В тот момент как Эврика остановилась перед знаком «Стоп» на пустой дороге, ветки лаврового дерева склонились над люком. Она засучила зеленый рукав школьной кофты и несколько раз покрутила правое запястье, изучая руку. Кожа была бледной как лепесток магнолии. Казалось, что длина ее правой руки сократилась на половину ее левой. Это выглядело странно. И Эврике стало за это стыдно. Потом эй стало стыдно за собственный стыд. Она была жива, а ее мать нет.
Ей послышался визг шин за спиной. Твердый удар заставил губы Эврики вскрикнуть от шока в тот момент как Магда качнулась вперед. Эврика нажала на тормоз, воздушная подушка раскрылась словно медуза. Воздействие грубой ткани причинило острую боль ее щекам и носу. Ее голова ударилась об подголовник, она ахнула, ветер выматывал ее, тогда как каждый мускул в ее теле сжался. Грохот перемалывания металла заставил по-новому жутко заиграть мелодию в стереосистеме. На мгновение она прислушалась к ней, услышав «всегда не справедливо», пока она не поняла, что в нее врезались.

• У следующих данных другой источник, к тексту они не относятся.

PR #3940, opened 2013-10-01
Extract rp info

shane-tomlinson:
@6a68 & @seanmonstar - this finishes the work started in #3857 where I introduced the rp_info object. There were a lot of localized bits of RP related state that are all removed and pushed into this object.

An ephemeral instance, rp-info.personatest.org is available to test.

### DIFF
--- a/resources/static/dialog/js/misc/state.js
+++ b/resources/static/dialog/js/misc/state.js
@@ -79,7 +79,7 @@ BrowserID.State = (function() {
       // screen.
       var actionInfo = {
         email: info.email,
-        siteName: self.siteName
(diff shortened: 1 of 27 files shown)


resources/static/dialog/js/misc/state.js
```diff
@@ -627,7 +606,10 @@ BrowserID.State = (function() {
 
   }
 
+  var und;
```
seanmonstar, line 609: just a nit: why use such a short variable name? What's wrong with `var undefined;`? It makes the code more clear everywhere else where this variable is used, instead of trying to recall what `und` is.

Won't block review.

Issue #2647, opened 2012-10-25
.watch() should throw an exception if loggedInUser is not a valid type


callahad:
Valid types are: `undefined`, `null`, `false`, String

Anything else should result in an exception

See mozilla/id-specs@4558cb25a1f5d4d542b7b46cd18fe16cf890b926

mohit-agarwal:
We need to throw an exception if loggedInUser is not a valid type. So If I throw an error with a message, would that work?

 `throw new Error("loggedInUser is not a valid type");`

This would be thrown when `loggedInUser` is not a valid type.

jaredhirsch:
@mohit-agarwal that sounds good to me! feel free to submit a PR with the changes. would also be good to add a unit test to ensure the exception is thrown if the type is wrong.

seanmonstar:
@6a68 trololol. would be great to have _any_ unit tests for include.js

shane-tomlinson:
@seanmonstar, @6a68 - ooooohihihahaha..  testing of include.js.. I can't find the open issue about this.

A shell: https://github.com/mozilla/browserid/blob/dev/resources/static/test/cases/include.js

seanmonstar:
this is in train-2013.10.23

PR #3941, opened 2013-10-01
.watch() should throw an exception if loggedInUser is not a valid type

mohit-agarwal:
Valid types for `loggedInUser` are: `undefined`, `null`, `false`, String

`typeof undefined === 'undefined';`
`typeof null === 'object';`
`typeof false === 'boolean';`

.watch() will throw an Error if loggedInUser is not a valid type.

Fixes Issue #2647.

### DIFF
--- a/resources/static/common/js/helpers.js
+++ b/resources/static/common/js/helpers.js
@@ -122,6 +122,14 @@
       return Object.prototype.toString.apply(arg) === "[object Array]";
     },
 
+    is_Null: function(arg) {
+      return arg === null;
+    },
+
+    is_Undefined: function(arg) {
+      return (typeof arg === 'undefined');
+    },
+
     /**
      * Get an email from a DOM element and validate it.
      * @method getAndValidateEmail
--- a/resources/static/include_js/_include.js
+++ b/resources/static/include_js/_include.js
@@ -317,6 +317,11 @@
       // back compat support for loggedInEmail
       checkRenamed(options, "loggedInEmail", "loggedInUser");
       loggedInUser = options.loggedInUser;
+      if(typeof loggedInUser !== 'undefined' &&
+	 typeof loggedInUser !== 'string' &&
+	 typeof loggedInUser !== 'object')
+	      throw new Error("loggedInUser is not a valid type");
+
 
       _open_hidden_iframe();
     }
--- a/resources/static/include_js/_include.js
+++ b/resources/static/include_js/_include.js
@@ -317,11 +317,12 @@
       // back compat support for loggedInEmail
       checkRenamed(options, "loggedInEmail", "loggedInUser");
       loggedInUser = options.loggedInUser;
-      if(typeof loggedInUser !== 'undefined' &&
-	 typeof loggedInUser !== 'object' &&
-	 typeof loggedInUser !== 'boolean' &&
-	 typeof loggedInUser !== 'string')
-	      throw new Error("loggedInUser is not a valid type");
+      if (!is_Null(loggedInUser)  &&
+          !is_Undefined(loggedInUser) &&
+          !isString(loggedInUser))
+      {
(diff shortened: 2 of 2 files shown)


resources/static/include_js/_include.js
```diff
@@ -317,6 +317,12 @@
       // back compat support for loggedInEmail
       checkRenamed(options, "loggedInEmail", "loggedInUser");
       loggedInUser = options.loggedInUser;
+      if(typeof loggedInUser !== 'undefined' &&
+	 typeof loggedInUser !== 'object' &&
```
shane-tomlinson: @mohit-agarwal - Can you make two changes:
- create a temp variable called `loggedInUserType` and set it to `typeof loggedInUser`. Compare against that instead of repeatedly calling `typeof loggedInUser`
- Reformat to use spaces instead of tabs.

shane-tomlinson:
Testing now.

resources/static/include_js/_include.js
shane-tomlinson: Now that I am digging in further, scratch the original feedback.

New feedback:
- Reformat to use spaces instead of tabs.
- Add space between the `if` and `(`.

According to [MDN](https://developer.mozilla.org/en-US/docs/Web/API/navigator.id.watch?redirectlocale=en-US&redirectslug=DOM%2Fnavigator.id.watch), loggedInUser must be one of:
- `undefined`
- `null`
- A string

Neither booleans nor random objects should be accepted. 

`null` is of type `object`, but so are `{ my: "random object" }` and `new String("this is a string")`. 

To positively check for null, and only null:

```
itemToCheck === null
```

The corresponding "not null" test is:
`loggedInUser !== null`.

Strings are a bit tricky, because `typeof "this is a string"` === `string`. `typeof new String("this is a string")` === `object`. :/

A positive test for a string is:

```
Object.prototype.toString.apply(itemToCheck) === "[object String]"
```

It's corresponding negative test:

```
Object.prototype.toString.apply(loggedInUser) !== "[object String]"
```

shane-tomlinson:
Thanks @mohit-agarwal! If you can make these changes, I can re-review and test!

resources/static/include_js/_include.js
jaredhirsch: @shane-tomlinson @mohit-agarwal At risk of complicating this PR slightly more, I think the right approach is to modify the [include.js generation script](https://github.com/mozilla/browserid/blob/dev/scripts/create_include.js#L38-L40) to insert the type-checking functions in [common/helpers.js](https://github.com/mozilla/browserid/blob/dev/resources/static/common/js/helpers.js#L109-L123), that seems cleaner and removes duplication.

It really should be a one-liner to add that to the include-create script, shouldn't be too hairy to add.

mohit-agarwal:
@shane-tomlinson I have made the necessary changes, please review the PR. I have inserted type-checking functions in common/helpers.js.

resources/static/common/js/helpers.js
```diff
@@ -122,6 +122,14 @@
       return Object.prototype.toString.apply(arg) === "[object Array]";
     },
 
+    is_Null: function(arg) {
```
shane-tomlinson, line 125: @mohit-agarwal - Our standards have been to use camelCase without `_` for function names. Can you do one last edit and I'll do a final test?

mohit-agarwal, line 125: @shane-tomlinson : I did that initially, but it gave me errors as isNull and isUndefined are already defined and are being used in different files.

shane-tomlinson, line 125: @mohit-agarwal - ok, I'll have a bit closer look at the code, perhaps we already have these functions in which case we don't need to add a second copy?

shane-tomlinson:
Closing in favor of #3979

Эврика быстро открыла глаза и дернула за ручку двери, забыв, что она все еще была пристегнута. Когда она убрала ногу с тормоза, машина покатилась вперед, пока не достигла парка. Она заглушила двигатель Магды, размахивая руками под надутой воздушной подушкой. Эврика отчаянно хотела выбраться.
На нее упала тень, создавая странное ощущение «дежавю». С улицы кто-то смотрел.
Она подняла голову.
— Ты, — непроизвольно прошептала она.
Она никогда раньше не видела этого мальчика. Его кожа была бледной как ее только что снятая после гипса рука, но его глаза были бирюзовыми как океан, и это заставило Эврику вспомнить о Диане. Она почувствовала печаль в глубине этих глаз, словно мгла накрыла океан. У него были светлые волосы, не слишком короткие, немного волнистые на макушке. Она могла заметить хорошо отточенные мышцы под его рубашкой. Прямой нос, квадратная челюсть и полные губы — ребенок выглядел как Пол Ньюман из любимого маминого фильма, за исключением того, что он был очень бледным.